=== EXERCISE MATERIALS ===

PR #2513, opened 2021-05-25
[CA-1359] A11y: Comboboxes

andrewmarcus:

From the original: 

### Combobox components

The Comboboxes produced by the react-select module are somewhat accessible. They manage focus well, and include an aria-live section to announce changes the user makes. However, they do not identify themselves properly as Combobox widgets, or implement the necessary semantic elements.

===

PROBLEM TO WORK ON: The records above must be set down again exactly as written.

THE ANSWER:
PR #2513, opened 2021-05-25
[CA-1359] A11y: Comboboxes

andrewmarcus:

From the original: 

### Combobox components

The Comboboxes produced by the react-select module are somewhat accessible. They manage focus well, and include an aria-live section to announce changes the user makes. However, they do not identify themselves properly as Combobox widgets, or implement the necessary semantic elements.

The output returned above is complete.